Being an APS-H sensor is not the case. 1d2 , 1d3 , 1d4 are APS-H... and no similar features


----------



## DigiAngel (Sep 1, 2014)

there was a red eye reduction on my old canon 20D, which worked perfectly with the speedlite 420EX.

that very usefull function was gone from the 5D2 onwards, i wonder why.


----------



## tayassu (Sep 1, 2014)

climber said:


> + Eye-controlled Auto-Focus
> 
> Don't know how useful was that, but probably with today technology it could be even more sophisticated.



I loved that, tried it out on the EOS 50E, it was great. It only appeared in like 3 bodys, I believe it was too expensive... :-\


----------



## Sporgon (Sep 1, 2014)

rs said:


> Sporgon said:
> 
> 
> > nicku said:
> ...



Quick bit of research; also used CCD rather than CMOS which allowed the use of an electronic shutter. So as CMOS replaced CDD those features were lost.


----------



## rs (Sep 1, 2014)

Sporgon said:


> rs said:
> 
> 
> > Sporgon said:
> ...


Yeah, Nikon had some CCD cameras with fast sync speeds, such as the 1/500th D40.


----------



## suburbia (Sep 1, 2014)

tayassu said:


> climber said:
> 
> 
> > + Eye-controlled Auto-Focus
> ...



Yes i loved it both on my 50E and EOS 3. I feel my compositions were much better then as often you don't get a chance to move the focus point or doing the traditional focus then recompose. 
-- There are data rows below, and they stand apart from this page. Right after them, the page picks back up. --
PR #2439, opened 2022-02-27
Update 'build' doc

jmccl:
'setup.sh' expects an image named 'mailserver/docker-mailserver:latest' or else it will pull a remote image.

(To some degree whether this change makes sense depends on whether the audience for this page is intended to go on to use the image themselves. If it's for somebody who will use some downstream publishing process perhaps it's not correct.)


casperklein (approved):
Good first contribution, thank you.

georglauterbach (approved):

wernerfred (approved):
LGTM, thx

Eye controlled focus always appears in Canon questionaires about desired future feature sets


----------



## Tanispyre (Sep 1, 2014)

I love the eye control focus on my Elan 7E, sure it only has 7 focus points, but after calibration it was very accurate for me. I still use it as my primary film camera. Some of the newer cameras ability to select groups of focus points I think would match very well with eye control focus.


----------



## Busted Knuckles (Sep 1, 2014)

What about the "the wave" shutter. using the proximity sensor on the t2i to trigger the shutter

how about a proximity sensor at all :0 

internal vf shutter to block light from the optical view finder

Sensor zoom in movie mode - jumping from full frame to just 1920x1080 pixels

There are tons of features magic lantern that Canon should bake into its firmware


----------



## mb66energy (Sep 1, 2014)

Dedicated aperture ring on lens (or body*)
Dedicated exp. time and ISO on body

... on a Canon EF or/and EF-M body

*really liked the idea in S95 and would like to see it on ALL Canon cameras.


----------



## Hannes (Sep 3, 2014)

Busted Knuckles said:


> What about the "the wave" shutter. using the proximity sensor on the t2i to trigger the shutter
> 
> how about a proximity sensor at all :0
> 
> ...



The vf shutter Is alive and kicking but only on 1 series bodies


----------



## lo lite (Sep 3, 2014)

nicku said:


> I wonder why canon packed older cameras with some very useful features that are totally absent in modern cameras. Here I refer to the Canon EOS 1D released in 2001 vs modern professional canon cameras.
> 
> I refer strictly to:
> 
> ...



I wonder why they left out the DEP mode on the recent cameras. Not that I used it that often when I was still using my EOS 33 but it was convenient to have from time to time.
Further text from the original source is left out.